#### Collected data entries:
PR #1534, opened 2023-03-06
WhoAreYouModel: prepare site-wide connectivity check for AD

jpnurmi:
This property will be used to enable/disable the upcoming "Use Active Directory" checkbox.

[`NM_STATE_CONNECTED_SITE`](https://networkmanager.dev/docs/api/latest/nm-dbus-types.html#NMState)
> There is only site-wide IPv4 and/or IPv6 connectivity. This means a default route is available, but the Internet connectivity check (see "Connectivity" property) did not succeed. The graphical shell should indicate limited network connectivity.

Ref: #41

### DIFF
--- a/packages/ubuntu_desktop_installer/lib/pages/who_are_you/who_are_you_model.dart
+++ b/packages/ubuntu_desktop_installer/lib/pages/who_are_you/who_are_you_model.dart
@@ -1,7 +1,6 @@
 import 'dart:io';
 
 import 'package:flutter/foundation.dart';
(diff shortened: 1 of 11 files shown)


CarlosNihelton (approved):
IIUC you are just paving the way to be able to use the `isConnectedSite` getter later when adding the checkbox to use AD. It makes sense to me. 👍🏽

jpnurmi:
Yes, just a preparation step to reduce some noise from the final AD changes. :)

#### Task description:
A single number is the whole answer: report how many lines in the data above include the word "This".

#### Result:
2